June 16, 2026

Hitting home

Charles Reyes Jr. scribed an excellent piece on property taxes earlier this week. The piece sent me reaching for my financial calculator so I could crunch some numbers.

Charles Reyes Jr. scribed an excellent piece on property taxes earlier this week. The piece sent me reaching for my financial calculator so I could crunch some numbers.

Property taxes, a grim fact of life in the United States, are, at least as far as real estate goes, a tax angle lacking from the local scene. Mr. Reyes’ piece illustrates the case of a stateside couple that bought a home for $180,000. A few years down the road Big Bro assessed a value of $288,300 to it, clipped to a bill for $7,554 in taxes.

The bill comes to 2.6 percent of the assessed value of the home. Another way to look at it would be to calculate how big the tax bill is compared to the mortgage payments on the house.

Taking today’s mortgage rates of about 6.8 percent, if a $180,000 home is purchased on a 30 year mortgage, the monthly payment comes to $1,173, which adds up to $14,082 per year. The tax assessment of $7,554, then, is more than half (54 percent, to be exact) of the yearly home payment! That’s like having to buy half a home for the government when you buy one for yourself.

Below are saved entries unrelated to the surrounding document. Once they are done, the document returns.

PR #517, opened 2022-11-16
Cloudbeat README refactor

oren-zohar:
**What does this PR do?**
Splits our main README to separate docs per type

**Checklist**
- [ ] I have added tests that prove my fix is effective or that my feature works
- [ ] I have added the necessary README/documentation (if appropriate)

PR #547, opened 2022-11-23
feat: cloud environment terraform

olegsu:
**What does this PR do?**
Add terraform plan based on https://github.com/oren-zohar/cloudbeat/tree/elastic-agent-dockerfile.
This will create a cloud-based environment and setup rules and dashboards.

This is just the first step as we need more robust automation around this process that will include:
1. eks/vanilla cluster setup
2. agent deployment
3. kspm installation
4. slack configuration

**Related Issues**
* https://github.com/elastic/security-team/issues/5034


uri-weisman:
@olegsu great initiative!
I wonder if this automation should reside in the security team repo with the rest of the manuals.

olegsu:
> @olegsu great initiative! I wonder if this automation should reside in the security team repo with the rest of the manuals.

Thank @uri-weisman 
I also thought that it might be. In the end, I put it here as it seems to be more code than manual.
In the next steps, this might be a script that will also use custom images for the different components in the stack.
Don't mind moving it though.

oren-zohar:
@uri-weisman @olegsu I think we should start moving some of our documentation to our repo (and link it from the security team repo) I've already started linking between the two in this [PR](https://github.com/elastic/cloudbeat/pull/517)

kfirpeled:
consider adding terraform to hermit
`hermit install terraform`

deploy/cloud/README.md
```diff
@@ -0,0 +1,22 @@
...
+
+**Prerequisite**
+* [terraform](https://www.terraform.io/)
+
+**How To**
+1. Create an [API token](https://cloud.elastic.co/deployment-features/keys) from your cloud console account.
+    1.1 use the token `export EC_API_KEY={TOKEN}`
+2. run `cd deploy/cloud`
+3. run `terraform init`
+4. run `terraform apply --auto-approve` to create the environment from the latest version (the latest version is vary in cloud/regions combinations). To set a specific version use `-var="stack_version=8.5.1"`
```
kfirpeled, line 14: consider adding example of using `LATEST` and `SNAPSHOT` deployments

deploy/cloud/README.md
```diff
@@ -0,0 +1,22 @@
...
+
+To delete the environment:
```
kfirpeled, line 16: consider giving examples how to connect to the deployed environment

like: using the cloud login / `terraform output -json` to reveal the passwords

deploy/cloud/README.md
kfirpeled, line 14: consider giving an example how to name the environment

kfirpeled (approved):
LGTM
added some comments to enhance the instruction

deploy/cloud/variables.tf
```diff
@@ -0,0 +1,54 @@
+## Deployment configuration
+
+variable "ess_region" {
+  default     = "gcp-us-central1"
```
oren-zohar, line 4: Usually, `gcp-us-west2` and `gcp-europe-west1` is the regions where all of the BCs are being published, maybe we should use them instead.

oren-zohar (approved):

deploy/cloud/variables.tf
olegsu: It depends on the "default" flow. 
If we want to `terraform apply` do we want to create a snapshot version to the latest ga?

deploy/cloud/README.md
olegsu: Removed the sensitive keyword.

deploy/cloud/variables.tf
oren-zohar: they also contain `SNAPSHOT`
image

Sounds like a pretty raw deal to me. The homeowners sure thought so, and went to court, resulting is a reduction in the tax bill to $5,808. That’s still one heck of a bite, fully 41 percent of the yearly mortgage burden.

If we consider a case where the home didn’t increase in assessed value, we can apply this 2.6 percent rate to the $180,000 purchase price, yielding $4,680 in tax, which comes to 33 percent of the yearly mortgage price. Meaning, when you buy yourself a house, you have to buy one-third of a home for the government.

Turning back to the scenario in which the assessed value goes up: It can be pointed out that the increased value means that the homeowners became wealthier, that is, the $180K they paid gave them a home valued at $288K. That’s a pretty sweet capital gain.

But it’s a gain that goes unrealized until the home is sold. What if this couple intended to keep the house forever? They could easily find themselves being priced out of their own home by the increase in value and the consequent increase in taxes. Can you imagine being retired, and being forced out of the home you worked for your entire life because of the property tax? That’s a downright depressing proposition.

I always regarded home and hearth as sacred territory, for we all want some quiet corner of the earth to call our own, some safe haven where we can hide out from the chaos and treachery of daily life. People will never agree on how high taxes should be, who should pay them, and what the taxes should be based on (income? wealth? consumption? import duties? profits? property?). One thing is for sure, though: property taxes sure hit home in the purest sense.